Point-Slope Form

Video Transcript

You’ve seen how a linear function in slope-intercept form is written: y = m*x + b, where m is the slope and b is the y intercept.

So, if you’re given the slope and y-intercept for a linear function, you can graph it.

For example, suppose a linear function has a slope of 2 and a y-intercept of 1.

Let’s graph it.

Start with the y-intercept.

Here is the point (0, 1).

Now use the slope information.

A slope of 2 means you count up 2 spaces, and then 1 to the right.

This is a new point that is also on the line.

Connect the two points with a line, and you’ve constructed the linear function with the given slope and y-intercept.

Now suppose you have a point that is on the graph of the line, and the slope.

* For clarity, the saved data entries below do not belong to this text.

PR #244, opened 2022-02-15
implement has()

### LINKED ISSUE #50: .has() api method
Am I missing something or there is no `.has()` api method? (similar to Map)

What I need is to distinguish between situation when there's no key in cache (`has` would return false) or there is a key in cache, but it's value is `undefined`. If I use `.get(key)` for this - both will return `undefined`.

alphmth:
Fixes #50

### DIFF
--- a/packages/keyv/src/index.js
+++ b/packages/keyv/src/index.js
@@ -162,6 +162,13 @@ class Keyv extends EventEmitter {
 		return Promise.resolve()
 			.then(() => store.clear());
 	}
+
+	has(key) {
+		const keyPrefixed = this._getKeyPrefix(key);
+		const { store } = this.opts;
+		return Promise.resolve()
+			.then(() => store.has(keyPrefixed));
+	}
 }
 
 module.exports = Keyv;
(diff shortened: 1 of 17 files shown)


jaredwray:
@alphmth - one of the things to look out for is if the storage adapter supports has. If it doesn't we should then try to do it via get with a `undefined` turning into false. If the function does exist then pass through the code. 

Remember that we have many 3rd party storage adapters that we support.

packages/keyv/src/index.js
```diff
@@ -162,6 +162,13 @@ class Keyv extends EventEmitter {
 		return Promise.resolve()
 			.then(() => store.clear());
 	}
+
+	has(key) {
```
jaredwray, line 166: @alphmth - what I was meaning here is what would happen if the storage adapter did not support the `has` function? Would it just error or would we handle it on our side?

Check if the function exists on the store, if not then use the get function and return true or false, if it does exist use it.

stropicall: @jaredwray all storage adapters in this repo support `has`

Should I still handle the case?

stropicall: @jaredwray I have supported that case now I think. Please check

How can you find the equation of the line through this point with this slope?

Without the y-intercept, we can’t do what you did in the previous example.

But you do have the coordinates to the point on the line.

How can you use these coordinates to find the equation?

Use the point-slope form, which is shown here.

The equation is y minus y-one equals m times the quantity in parentheses, x minus x-one.

Plug in the coordinates into this formula to find the equation in slope-intercept form.

Let’s look at an example.

Suppose a line with a slope of 3 crosses this point: (2,4).

What is the equation of the line?

Input the coordinates into the equation as shown.

Solve the equation y.

As you can see the equation of the line, in slope-intercept form is y = 3x - 2.

You can see how the y-intercept of the graph is -2.

The point-slope form is useful when you have a specific point that needs to intersect a line.

Applications of this include targeting systems that need to reach a preselected destination.